NOSOTROS TAMBIÉN ESTAMOS LLAMADOS A LA SANTIDAD, como nos recordaba el Papa Francisco en su Video-mensaje al Congreso Santa Teresa Mujer excepcional. Ávila: “Decimos que no estamos viviendo una época de cambios, sino un cambio de época[6]. Y en este sentido, nuestros días tienen bastantes similitudes con los del siglo XVI en que vivió la Santa. Como entonces, también ahora los cristianos estamos llamados a que, a través de nosotros, la fuerza del Espíritu Santo siga renovando la faz de la tierra (cf. Sal 104,30 Vlg), en la certeza de que en el último término son los santos quienes permiten que el mundo avance aproximándose a su meta definitiva.

>>Es bueno recordar la llamada universal a la santidad de la que habló el Concilio Vaticano II (cf. LG 39-42). «Todos los cristianos, de cualquier estado o condición, están llamados a la plenitud de la vida cristiana y a la perfección del amor. Esta santidad favorece, también en la sociedad terrena, un estilo de vida más humano. Para alcanzar esta perfección, los creyentes han de emplear sus fuerzas, según la medida del don de Cristo, para entregarse totalmente hasta la gloria y al servicio del prójimo» —así el número 40 de la Lumen Gentium—. La santidad no es sólo para algunos «especialistas de lo divino», sino que es la vocación de todos los creyentes. La unión con Cristo, que los místicos como santa Teresa experimentan de forma especial por pura gracia, la recibimos a través del Bautismo. Los santos nos estimulan y nos motivan, pero no están para que tratemos literalmente de copiarlos, la santidad no se copia, porque hasta eso podría alejarnos del camino único y diferente que el Señor tiene para cada uno de nosotros. Lo que interesa es que cada creyente discierna su propio camino, cada uno de nosotros tiene su camino de santidad, de encuentro con el Señor”.

– Cristianos auténticos, sin complejos y transformadores del mundo, servidores de los demás. No guardad el cristianismo en la vida privada sin más ni en costumbres solo externas que pierden su valor a estar vacía de la vida y sentido que las respalde e informe.

– NUESTRO SANTO TAMBIÉN ES INTERCESOR ANTE DIOS Y PROTECTOR DE NUESTRA CIUDAD.

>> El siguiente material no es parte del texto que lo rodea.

PR #123, opened 2019-12-06
Add basic unreachable code detection

spookydonut:
Has some simple evaluation

### DIFF
--- a/src/dreamchecker/lib.rs
+++ b/src/dreamchecker/lib.rs
@@ -791,7 +791,6 @@ impl<'o, 's> AnalyzeProc<'o, 's> {
                 return term // stop evaluating
             }
             let state = self.visit_statement(stmt.location, &stmt.elem);
-            //println!("{:#?} {:#?}", stmt, state);
             term.merge(state);
         }
         return term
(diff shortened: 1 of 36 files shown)


spookydonut:
This needs work, I'm making progress but I just realised a mistake I made in truthy evaluation and what I can do to fix it

src/dreamchecker/lib.rs
```diff
@@ -545,6 +545,91 @@ pub fn check_var_defs(objtree: &ObjectTree, context: &Context) {
...
+        self.continues = false;
+        self.breaks = false;
+    }
+
+    pub fn merge(&mut self, other: ControlFlow) {
+        if !self.fuzzy && other.returns {
+            self.returns = true;
+        }
+        if other.fuzzy {
+            self.returns = false;
```
Cyberboss: ?

spookydonut: loops basically

spookydonut:
I'm pretty happy with the state of this

src/dreamchecker/lib.rs
spookydonut: you can't (yet) determine if a loop ran, so it's "fuzzy" if it can actually return and terminate the proc leaving the code below the loop unreachable.

PR #124, opened 2019-12-07
Add lints for private/protected vars and procs

spookydonut:
See unit tests for proof

from README
```md
### Private / Protected procs

Use `set SpacemanDMM_private_proc = 1` and 
`set SpacemanDMM_protected_proc = 1` to set procs as private and protected respectively.

* Private procs can only be called by things of exactly the same type
* Protected procs can only be call by things of the same type or subtypes

Additionally, Private procs cannot be overridden.

### Private / Protected vars

Use the above definitions of VAR_PRIVATE and VAR_PROTECTED to declare vars as 
`SpacemanDMM_private`/`SpacemanDMM_protected`.
These function the same way as the proc versions.
```


spookydonut:
dont merge this theres some debate about how it should work

spookydonut:
This is ready

spookydonut:
Now with unit tests

PR #142, opened 2020-01-08
Revert "Adds /client/SoundQuery to dreammaker"

yoyobatty:
Reverts SpaceManiac/SpacemanDMM#139

Duplicate proc: https://github.com/SpaceManiac/SpacemanDMM/blob/1bb11a4f24c779ef5ec8e0f1803063887d10d11c/src/dreammaker/builtins.rs#L964


SpaceManiac:
should have known morty would do me dirty

SpaceManiac:
I guess I should add tests for this

PR #146, opened 2020-01-15
Config option to ignore directories/files

spookydonut:
as requested.


SpaceManiac:
I'm not interested in maintaining support for this unless it's proven necessary in practice and not just in theory.

PR #147, opened 2020-01-15
Readds override precedes definition warning

spookydonut:
now with configuration option


src/dreammaker/objtree.rs
```diff
@@ -994,7 +994,18 @@ impl ObjectTree {
         // implementing, so abusers of it will have to put up with some
```
SpaceManiac: You may want to update this TODO comment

Necesitamos muchas cosas como ciudad. No estamos en el mejor de los momentos por la crisis y, reconozcámoslo sin maquillajes o componendas de lo políticamente correctos. Tenemos carencias endémicas y Dios no quiera que irreversibles. Vivimos una desigualdad territorial innegable por mucho maquillaje de orgullo histórico que le echemos encima y necesitamos más que nunca de olvidarnos de recelos o divisiones ideológicas que nos debilitan y enfrentan. Estamos obligados necesariamente a la unidad  y a la cohesión, a la predisposición imprescindibles para trabajar juntos, atentos a las necesidades de nuestros ciudadanos y hermanos y cada uno personal o desde su función con otros dar respuestas para buscar el bien común de todos. No podemos permitirnos rencillas de corral por muy legítima que pretendamos que sean. No es tiempo de buscar el propio interés personal o colectivo, ideológico o partidista. ¡Estemos en lo común, especialmente para no dejar a nadie atrás y porque tenemos tanto que remediar en el futuro próximo! 

Para esto pidamos la protección de nuestro patrón San Segundo, pero pasemos antes que nada a tomar el camino del diálogo para la vida social y política diálogo hasta la extenuación, como nos aconsejaba el papa Francisco en la entrevista privada que nos concedió el 17 de diciembre en que le hablábamos de los problemas concretos de envejecimiento y despoblación de nuestra ciudad de Ávila y su provincia.

Miremos al futuro con esperanza y aprendamos de la lección y consecuencias que nos ha dejado esta dura crisis. Somos dependientes de Dios y de los demás. Vayamos unidos y tendremos un gran futuro que empieza por el presente. Que Nuestra Señora la Virgen de la caridad, S. José y nuestro San Segundo nos ayuden. Seguro que sí.